_Provided material_:
PR #478, opened 2022-08-09
Npm bumpski

devtooligan:


alcueca:
Please use `rc` versions to publish packages that don't pass CI.

I published with `0.18.2-rc.0`, next one will be `0.18.2-rc.1`, and when we are certain the package works, then it gets updated to `0.18.2`

Issue #1180, opened 2018-06-28
Build failure on gcc8


amreo:
Hi. I've tryied to setup colobot from AUR (archlinux) but it has failed in building stage. Which maybe is the error?

 `[ 45%] Building CXX object src/CMakeFiles/colobotbase.dir/graphics/model/model_output.cpp.o
/home/amreo/temp/yaourt-tmp-amreo/aur-colobot-gold/src/colobot-colobot-gold-0.1.11.1-alpha/src/graphics/model/model_output.cpp: In function ‘void Gfx::ModelOutput::WriteOldModel(const Gfx::CModel&, std::ostream&)’:
/home/amreo/temp/yaourt-tmp-amreo/aur-colobot-gold/src/colobot-colobot-gold-0.1.11.1-alpha/src/graphics/model/model_output.cpp:331:16: error: ‘char* strncpy(char*, const char*, size_t)’ specified bound 20 equals destination size [-Werror=stringop-truncation]
         strncpy(t.texName, triangle.tex1Name.c_str(), 20);
         ~~~~~~~^~~~~~~~~~~~~~~~~~~~~~~~~~~~~~~~~~~~~~~~~~
cc1plus: all warnings being treated as errors
make[2]: *** [src/CMakeFiles/colobotbase.dir/build.make:752: src/CMakeFiles/colobotbase.dir/graphics/model/model_output.cpp.o] Error 1
make[1]: *** [CMakeFiles/Makefile2:219: src/CMakeFiles/colobotbase.dir/all] Error 2
make: *** [Makefile:152: all] Error 2
`

Erihel:
What compiler do you use? Do you have some compiler flags set in `/etc/makepkg.conf` that treat warnings as errors?

This warning comes from code that's marked as deprecated. Quick workaround would be to change 20 to 19 in `src/graphics/model/model_output.cpp:331`

amreo:
I'm using GCC 8.1.1 on GNU/Linux. These are the default flags present in /etc/makepkg
`#########################################################################
# ARCHITECTURE, COMPILE FLAGS
#########################################################################
#
CARCH="x86_64"
CHOST="x86_64-pc-linux-gnu"

#-- Compiler and Linker Flags
CPPFLAGS="-D_FORTIFY_SOURCE=2"
CFLAGS="-march=x86-64 -mtune=generic -O2 -pipe -fstack-protector-strong -fno-plt"
[...]

PR #1199, opened 2018-08-18
Fix another GCC 8.2.0 warning

### LINKED ISSUE #1195: Cannot build from source nor build from AUR
Hello everyone!
I am trying to install the game on my computer. so I tried installing from the AUR and it failed it gave me an error message similar to the same one here https://github.com/colobot/colobot/issues/1180.
After that I have tried to install from source which also failed(both stable branch and dev branch), I even ran cmake with ignore errors flag which did let it compile but the game couldn't launch.

```
/tmp/pamac-build-oren/colobot-gold/src/colobot-colobot-gold-0.1.11.1-alpha/src/graphics/model/model_output.cpp: In function ‘void Gfx::ModelOutput::WriteOldModel(const Gfx::CModel&, std::ostream&)’:
/tmp/pamac-build-oren/colobot-gold/src/colobot-colobot-gold-0.1.11.1-alpha/src/graphics/model/model_output.cpp:331:16: error: ‘char* strncpy(char*, const char*, size_t)’ specified bound 20 equals destination size [-Werror=stringop-truncation]
         strncpy(t.texName, triangle.tex1Name.c_str(), 20);
         ~~~~~~~^~~~~~~~~~~~~~~~~~~~~~~~~~~~~~~~~~~~~~~~~~

cc1plus: all warnings being treated as errors
make[2]: *** [src/CMakeFiles/colobotbase.dir/build.make:752: src/CMakeFiles/colobotbase.dir/graphics/model/model_output.cpp.o] Error 1
make[1]: *** [CMakeFiles/Makefile2:187: src/CMakeFiles/colobotbase.dir/all] Error 2
```
I also tried to change this part to `strncpy(t.texName, triangle.tex1Name.c_str(), 20);` writing 19 instead of 20 but then I ran to another error message.

I have cmake 3.11.4-2
gcc 8.2.0-2

when compiling the game with errors:
```
Error in CEngine::Init()

Please see the console output or log file
to get more information on the source of error


```
what should I do ?
thanks for the help

CHmSID:
Fixes #1195 and #1180 
Since the code is marked as deprecated I tried to change as little as possible.

What changed:
- Texture name buffers are now size 21 instead of 20 to prevent a possible lack of null character.
- Buffers are now initialized to a null character.
- All `strcpy` behaviour was left unchanged. They still copy 20 characters, therefore the 21st one is guaranteed to be always null.

Are there any tests I can run locally to make sure I didn't break anything (the game itself runs)? It's hard to find information about that.

### DIFF
--- a/src/graphics/model/model_io_structs.h
+++ b/src/graphics/model/model_io_structs.h
@@ -188,7 +188,7 @@ struct OldModelTriangleV1
     Vertex p2;
     Vertex p3;
     Material material;
-    char texName[20] = {};
+    char texName[21] = {'\0'};
     float min = 0;
     float max = 0;
 };
@@ -207,7 +207,7 @@ struct OldModelTriangleV2
     Vertex p2;
     Vertex p3;
     Material material;
-    char texName[20] = {};
+    char texName[21] = {'\0'};
     float min = 0.0f;
     float max = 0.0f;
     long state = 0;
@@ -231,7 +231,7 @@ struct OldModelTriangleV3
     VertexTex2 p2;
     VertexTex2 p3;
     Material   material;
-    char texName[20] = {};
+    char texName[21] = {'\0'};
     float min = 0.0f;
     float max = 0.0f;
     long state = 0;


tomangelo2:
There is a mods folder, you can unpack it inside data directory, it contains parts of Me model with textures with names from 18 to 22 chars. Gloves and thighs should be untextures due to 21 and 22 character long texture names, while arms should be textured as they have 18-20 character long texture names.
[mods.zip](https://github.com/colobot/colobot/files/2300407/mods.zip)

CHmSID:
Thank you for the test case.
I can confirm the gloves and thighs are untextured, arms are different colours, and the console output indicates that the two textures with 21 and 22 characters are blacklisted.

Issue #1204, opened 2018-10-03
Add an appdata XML for Linux packaging 


ananace:
Most of the modern Linux packaging methods and stores expect applications to provide metainfo in the form of AppStream metadata formatted XML.

The format is described at;
https://www.freedesktop.org/software/appstream/docs/chap-Quickstart.html
https://www.freedesktop.org/software/appstream/docs/chap-Metadata.html

Erihel:
This has been merged.

PR #1205, opened 2018-10-03
Add an appdata XML for Linux packaging (#1204)

ananace:
This is just an example for how the required appdata XML could be built, and OARS and additional information might need cleaning up.

The releases can either be handled manually by adding release objects for every release, or just made to track the latest one by generating the file with CMake and using the current date or the tag date if the build is on a release tag.


ananace:
Indeed, I first wrote it to generate into the binary dir, but didn't finish that as I wasn't sure how said generation would be wanted. Must've forgotten to update the source path as well.

Issue #1203, opened 2018-09-16
SIGSEGV on Destroying Power Cell Factory


Willyanto39:
Destroying power cell factory while an object is placed on it crashes the game.

Btw, I am using version 0.1.11-alpha.

tomangelo2:
Confirmed. Placed battery cell in it and then shoot with Phazer.
```gdb
Thread 1 received signal SIGSEGV, Segmentation fault.
0x004a54ba in COldObject::UpdateTransformObject (this=0x1322e590, part=0,
    bForceUpdate=false)
    at C:/msys64/home/user/colobot/src/object/old_object.cpp:1803
1803                matWorldTransporter = m_transporter->GetWorldMatrix(m_transporterLink);
(gdb) bt
#0  0x004a54ba in COldObject::UpdateTransformObject (this=0x1322e590, part=0,
    bForceUpdate=false)
    at C:/msys64/home/user/colobot/src/object/old_object.cpp:1803
#1  0x004a5866 in COldObject::UpdateTransformObject (this=0x1322e590)
    at C:/msys64/home/user/colobot/src/object/old_object.cpp:1855
#2  0x004a6ad0 in COldObject::EventFrame (this=0x1322e590, event=...)
    at C:/msys64/home/user/colobot/src/object/old_object.cpp:2171
#3  0x004a6969 in COldObject::EventProcess (this=0x1322e590, event=...)
    at C:/msys64/home/user/colobot/src/object/old_object.cpp:2141
#4  0x0046baf5 in CRobotMain::EventFrame (this=0xc4e4ba8, event=...)
    at C:/msys64/home/user/colobot/src/level/robotmain.cpp:2369
#5  0x00465885 in CRobotMain::ProcessEvent (this=0xc4e4ba8, event=...)
    at C:/msys64/home/user/colobot/src/level/robotmain.cpp:684
#6  0x004090c8 in CController::ProcessEvent (this=0xc4ddd48, event=...)
    at C:/msys64/home/user/colobot/src/app/controller.cpp:56
#7  0x00406620 in CApplication::Run (this=0x28fc30)
    at C:/msys64/home/user/colobot/src/app/app.cpp:1143
#8  0x00401b5e in SDL_main (argc=1, argv=0x4f7eec8)
    at C:/msys64/home/user/colobot/src/app/main.cpp:197
#9  0x0064c344 in main_getcmdline ()
#10 0x0064c455 in WinMain@16 ()
[...]

Issue #1194, opened 2018-08-11
SIGSEGV, segmentation fault


Defi1X:
Hello, I have this problem with starting Colobot (Compiled from master branch today)

```
leb@quantum:~$ cd /some/install/path/games/
leb@quantum:/some/install/path/games$ ./colobot -datadir /some/install/path/share/games/colobot/
[INFO]: Colobot: Gold Edition 0.1.11.1-alpha starting
[INFO]: Using data dir: '/some/install/path/share/games/colobot/'
[INFO]: Creating CApplication
[INFO]: Data path: /some/install/path/share/games/colobot/
[INFO]: Save path: /home/leb/.local/share/colobot
[ERROR]: Error on parsing config file: failed to open file
[WARN]: Config could not be loaded. Default values will be used!
[INFO]: Opening audio device...
[INFO]: Done.
[INFO]: CApplication created successfully
[INFO]: No joysticks detected
[INFO]: Creating CDevice - OpenGL 1.4
[INFO]: OpenGL 3.0 Mesa 10.1.3
[INFO]: Mesa DRI Intel(R) Cherryview 
[INFO]: Shadow mapping available (core)
[INFO]: Anisotropic filtering available
[INFO]: Maximum anisotropy: 16
[INFO]: Multisampling supported, max samples: 8
[INFO]: Auto-detecting VBO support
[INFO]: Core VBO supported
[INFO]: Maximum texture units: 8
[INFO]: Maximum texture size: 8192
[INFO]: Framebuffer supported (ARB)
[INFO]: Maximum renderbuffer size: 8192
[INFO]: CDevice created successfully
[ERROR]: Error on storing config file: failed to open file
[ERROR]: Error on storing config file: failed to open file
[ERROR]: Error on storing config file: failed to open file
[INFO]: Created shadow map texture: 1024x1024, depth 32
[ERROR]: Framebuffer incomplete: [ERROR]: attachment point incomplete[ERROR]: 
[ERROR]: Could not create MSAA framebuffer, disabling MSAA

Unhandled exception occurred!
==============================
SIGSEGV, segmentation fault
==============================

This is usually caused by a bug. Please report this on http://github.com/colobot/colobot/issues
including information on what you were doing before this happened and all the information below.
==============================
You seem to be running a custom compilation of version 0.1.11.1-alpha, but please verify that.

The game was in phase PHASE_WELCOME1 (ID=0)
Last started level was: category=exercises chap=0 rank=0
==============================

[...]

PR #1206, opened 2018-10-10
Fixes for #1203 and #1194

iceslab:
Set `m_transporter` to `nullptr` before deletion to avoid SIGSEGV.

### DIFF
--- a/src/graphics/engine/engine.cpp
+++ b/src/graphics/engine/engine.cpp
@@ -4048,7 +4048,9 @@ void CEngine::UseMSAA(bool enable)
                 }
             }
 
-            framebuffer->Bind();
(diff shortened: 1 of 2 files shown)


tomaszkax86:
I checked the changes and it mostly works. Mostly because the crash still occurs, but only when I put titanium into power plant and the plant doesn't convert it to power cell, which can only happen if you build one where there's no energy in the ground. I did more code reading and I believe this can be corrected by adding `m_object->SetPower(nullptr);` in `DestroyObject()` in two places right before `CObjectManager::GetInstancePointer()->DeleteObject(cargo);` in autopowerplant.cpp. Could you verify this?

PR #1211, opened 2018-11-18
Add a minimum & maximum game speed limit

suve:
Currently it is possible to use the in-game keybinds to set the game speed to ludicrous values, like x65536. On my machine, the game crashes once x1048576 is reached.

This patch puts a minimum and maximum limit on what speed can the player set the game to.


MrSimbax:
Thanks for contributing!

PR #1239, opened 2019-02-02
Tweak strncpy() usage in ModelOutput::WriteOldModel

suve:
The code in said function uses `strncpy(dest, src, size)`, with the `size` being equal to the destination buffer size. If the source buffer is larger than the dest buffer, the resulting string won't be properly NUL-terminated. This changeset fixes that.

### DIFF
--- a/src/graphics/model/model_output.cpp
+++ b/src/graphics/model/model_output.cpp
@@ -328,7 +328,10 @@ void ModelOutput::WriteOldModel(const CModel& model, std::ostream &stream)
         t.material.ambient = triangle.ambient;
         t.material.diffuse = triangle.diffuse;
         t.material.specular = triangle.specular;
-        strncpy(t.texName, triangle.tex1Name.c_str(), 20);
+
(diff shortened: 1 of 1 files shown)


src/graphics/model/model_output.cpp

_The problem_: In the listing above, find the line containing "[INFO]: CApplication created successfully" and the line containing "[INFO]: Multisampling supported, max", then retype both and every line between them exactly, with nothing else.

_Result for this exercise_:
[INFO]: CApplication created successfully
[INFO]: No joysticks detected
[INFO]: Creating CDevice - OpenGL 1.4
[INFO]: OpenGL 3.0 Mesa 10.1.3
[INFO]: Mesa DRI Intel(R) Cherryview 
[INFO]: Shadow mapping available (core)
[INFO]: Anisotropic filtering available
[INFO]: Maximum anisotropy: 16
[INFO]: Multisampling supported, max samples: 8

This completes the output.